Axel Arenfeldt (26 November 1590 – 4 October 1647) was a Danish government official and landowner. He served as Treasurer (rentemester) in 1623–27 and also as War Commissioner during the Thirty Years' War in 1626–27. He was on several occasions also used as a diplomatic messenger. He owned Basnæs at Skælskør from 1625 to 1647 and was lensmann of Giske (1623–43) and then later Stjernholm (1643–46) in Norway.
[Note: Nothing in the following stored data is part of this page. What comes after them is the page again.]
PR #3837, opened 2021-01-13
[ToastManager] Change aria-live to assertive for accessibility

tarynmusgrave:

Fixes https://github.com/Shopify/web/issues/34584 

Toast messages using aria-live set to 'polite' are ignored by screen reader. There is discussion in the linked PR as for the decision made to choose this solution over extending the time a toast spends on screen. 

### How to 🎩

### 🎩 checklist

- [X] Tested for [accessibility](https://github.com/Shopify/polaris-react/blob/master/documentation/Accessibility%20testing.md)

### DIFF
--- a/UNRELEASED.md
+++ b/UNRELEASED.md
@@ -13,6 +13,7 @@ Use [the changelog guidelines](https://git.io/polaris-changelog-guidelines) to f
 - Fixed an incorrect translation key for `accessibilityLabel` in `Tooltip`([#3843](https://github.com/Shopify/polaris-react/pull/3843))
 - Fix shadows on filled `Button`s not touching the bottom edge ([#3841](https://github.com/Shopify/polaris-react/pull/3841))
 - Adjust `Thumbnail` icon color to be subdued ([#3846](https://github.com/Shopify/polaris-react/pull/3846))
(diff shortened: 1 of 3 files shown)


kyledurand (commented):
Wondering if we could default to assertive and add a prop that allows consumers to change to polite?

cc @alex-page and @kaelig do you think `assertive` might be too much for all popovers? Just thinking out loud 🤷‍♂️

kaelig:
Thanks for the ping! I'd recommend going for assertive as suggested in this pull request, and adding a prop only if we receive feedback that this creates issues in specific instances.

AndrewMusgrave:
I have the same thoughts as @kaelig . API is easy to add but difficult to remove. Since we think this is the best, accessible choice let's roll with it and extend the API based on feedback.

AndrewMusgrave (commented):
LGTM ✅ I'll 🎩 web in the morning

kaelig (approved):
I haven't had the chance to tophat but it makes sense. This may be something we consider as a "bug fix" rather than an announcement, but that's a nit pick!

AndrewMusgrave (approved):
🎩 💯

==Early life and education==
Arenfeldt was the son of Hans Axelsen Arenfeldt of Rugård (died 1611) and Anne Jørgensdatter Marsvin (1569–1610) and the brother of Mogens Arenfeldt. He studied in Tübingen (1607), Giesen (1608) and Siena (1614).

==Career==
Arenfeldt was secretary of Danish Chancellery in 1615–23. In 1620, on behalf of the king, he was prosecutor in the trial against Christoffer Dybvad. He served as Treasurer (rentemester) in 1623–27 and also as War Commissioner in connection with the king's involvement in the Thirty Years' War in 1626–27. He was on several occasions also used as a diplomatic messenger, for instance to Spain in 1621, Sweden in 1624, and the Netherlands in 1630. In 1634, he was created a Knight in the Order of the Elephant. In 1643, he was a tax commissioner in Jutland.

==Property==
Arenfeldt was in 1623–43 lensmann of Giske and in 1643–46 of Stjernholm in Norway. During the war with Sweden he was for a while imprisoned by the Swedish troops. In the mid-1620s, he purchased Basnæs at Skælskør in Denmark. He constructed a lavish new main building and was in general known for his luxurious and wasteful lifestyle.

==Tapestries==
At Skokloster Castle in Sweden there is a series of religious tapestries made in Gouda by Tobias Schaep for Axel Arenfeldt and his wife. During the Danish-Swedish War, these were taken to Sweden as spoils of war.

==Personal life==
Arenfeldt married Marie Margrethe Ulfeldt (1619–1694), a daughter of Jakob Ulfeldt (1567–1630) and Birgitte Brockenhuus (1580–1656), on 13 April 1634 in Odense. He was the father of Jørgen Arenfeldt.

He was not particularly popular and was frequently involved in disputes with his neighbours. Rumour had it that he was quilty of embezzlement during his years as a war commissioner.

He died on 4 October 1647 at Basnæs and is buried at St. Peter's Church in Næstved.